Problem description – Pull out from the material below all lines with "that".
::::::::::
Issue #899, opened 2017-05-28
Zappa package command spends lots of time downloading manylinux wheel metadata from Pypi


suriya:
The `zappa package` command is slower than ideal. One reason is that Zappa checks whether a package has a manylinux wheel by downloading the package's Python metadata from PyPI. When a project's virtualenv has a lot of packages, this can consume a lot of time.

## Possible Fix
It would be good to cache the metadata files and reuse them in the next invocation.

## Steps to Reproduce
Have a lot of packages in your virtual environment and run `zappa package`

Miserlou:
Fixed via merge, thank you.

PR #900, opened 2017-05-28
Cache and reuse PyPI metadata of packages

suriya:
This commit is a fix for https://github.com/Miserlou/Zappa/issues/899

The zappa package command is slower than ideal. One reason is that Zappa
checks whether a package has a manylinux wheel by downloading the package's
Python metadata from PyPI. When a project's virtualenv has a lot of
packages, this can consume a lot of time.

This commit introduces a cache for PyPI metadata and uses them in future
invocations.

## GitHub Issues
https://github.com/Miserlou/Zappa/issues/899

### DIFF
--- a/zappa/core.py
+++ b/zappa/core.py
@@ -684,16 +684,36 @@ class Zappa(object):
 
         Related: https://github.com/Miserlou/Zappa/issues/398
         Examples here: https://gist.github.com/perrygeo/9545f94eaddec18a65fd7b56880adbae
+
+        This function downloads metadata JSON of `package_name` from Pypi
+        and examines if the package has a manylinux wheel. This function
+        also caches the JSON file so that we don't have to poll Pypi
+        everytime.
         """
-        url = 'https://pypi.python.org/pypi/{}/json'.format(package_name)
-        try:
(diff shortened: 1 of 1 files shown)


Miserlou:
Okay, let's do it! The road to hell is paved with cached invalidation bugs, but I don't see anything wrong with this code. I'm going to hold you responsible if somebody finds that it's wrong though!

suriya:
Thanks for merging.

Does my pull request work in both Python 2 and 3? I did not have the time to make my changes work in both (that's why the test fails). Please make sure it works in both versions.

I have been using it for a few months and the code's working fine in Python 2. I will take responsibility to fix this (in Python 2) if someone complains about broken functionality.

suriya:
In fact, I made the second commit in this pull request https://github.com/Miserlou/Zappa/pull/900/commits to address compatibility with both 2 and 3, but could not succeed.

Please fix it for both versions :)

Miserlou:
Ah, shit, you're right. How did I miss that. Reverting.

suriya:
It's probably 5 minutes effort (for someone who knows how to do it) to make it work in both. I hope you can give it a shot.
::::::::::
Output below –
The `zappa package` command is slower than ideal. One reason is that Zappa checks whether a package has a manylinux wheel by downloading the package's Python metadata from PyPI. When a project's virtualenv has a lot of packages, this can consume a lot of time.
The zappa package command is slower than ideal. One reason is that Zappa
+        also caches the JSON file so that we don't have to poll Pypi
Okay, let's do it! The road to hell is paved with cached invalidation bugs, but I don't see anything wrong with this code. I'm going to hold you responsible if somebody finds that it's wrong though!
Does my pull request work in both Python 2 and 3? I did not have the time to make my changes work in both (that's why the test fails). Please make sure it works in both versions.
Ah, shit, you're right. How did I miss that. Reverting.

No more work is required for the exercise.